_What you are asked to do_
In the data below, find each line that contains the word "snapbox" and copy it.

━━━

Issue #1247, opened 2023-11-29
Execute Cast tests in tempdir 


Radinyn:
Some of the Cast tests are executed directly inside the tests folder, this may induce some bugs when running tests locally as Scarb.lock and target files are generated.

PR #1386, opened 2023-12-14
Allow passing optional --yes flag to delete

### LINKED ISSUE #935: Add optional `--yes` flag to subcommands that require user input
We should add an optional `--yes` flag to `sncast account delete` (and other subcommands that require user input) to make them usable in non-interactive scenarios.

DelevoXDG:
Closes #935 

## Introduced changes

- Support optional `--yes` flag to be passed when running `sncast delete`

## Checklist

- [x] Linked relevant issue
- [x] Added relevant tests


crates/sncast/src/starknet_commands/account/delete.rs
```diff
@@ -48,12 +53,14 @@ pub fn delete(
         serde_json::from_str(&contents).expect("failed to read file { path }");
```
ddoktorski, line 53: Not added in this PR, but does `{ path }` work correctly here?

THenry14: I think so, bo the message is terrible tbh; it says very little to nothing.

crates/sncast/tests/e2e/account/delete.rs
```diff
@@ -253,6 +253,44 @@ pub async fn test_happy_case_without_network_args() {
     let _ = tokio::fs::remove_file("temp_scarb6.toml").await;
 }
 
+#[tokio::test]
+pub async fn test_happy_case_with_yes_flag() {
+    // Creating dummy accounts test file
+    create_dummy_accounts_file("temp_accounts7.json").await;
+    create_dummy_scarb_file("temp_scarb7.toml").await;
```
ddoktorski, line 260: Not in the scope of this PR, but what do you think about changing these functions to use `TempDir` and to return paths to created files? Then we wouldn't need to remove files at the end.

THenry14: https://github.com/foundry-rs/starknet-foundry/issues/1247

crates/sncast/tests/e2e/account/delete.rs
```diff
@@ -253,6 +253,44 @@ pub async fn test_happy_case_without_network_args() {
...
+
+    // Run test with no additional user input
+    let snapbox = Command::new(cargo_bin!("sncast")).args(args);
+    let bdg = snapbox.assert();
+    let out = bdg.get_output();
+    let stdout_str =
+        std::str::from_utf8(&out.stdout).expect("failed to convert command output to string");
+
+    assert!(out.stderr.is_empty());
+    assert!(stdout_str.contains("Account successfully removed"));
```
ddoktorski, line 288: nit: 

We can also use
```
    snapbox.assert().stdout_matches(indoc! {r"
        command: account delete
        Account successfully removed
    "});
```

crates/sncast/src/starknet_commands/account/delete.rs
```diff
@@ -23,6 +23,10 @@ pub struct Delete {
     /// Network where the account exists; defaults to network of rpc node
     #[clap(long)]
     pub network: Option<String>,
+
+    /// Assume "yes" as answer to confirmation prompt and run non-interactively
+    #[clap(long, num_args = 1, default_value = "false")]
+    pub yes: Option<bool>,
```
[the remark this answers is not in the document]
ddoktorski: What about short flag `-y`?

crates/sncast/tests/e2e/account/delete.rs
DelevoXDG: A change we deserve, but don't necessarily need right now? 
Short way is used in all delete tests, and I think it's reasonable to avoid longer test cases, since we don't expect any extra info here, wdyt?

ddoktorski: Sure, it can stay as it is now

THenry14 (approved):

━━━

_Task solution_
+    let snapbox = Command::new(cargo_bin!("sncast")).args(args);
+    let bdg = snapbox.assert();
    snapbox.assert().stdout_matches(indoc! {r"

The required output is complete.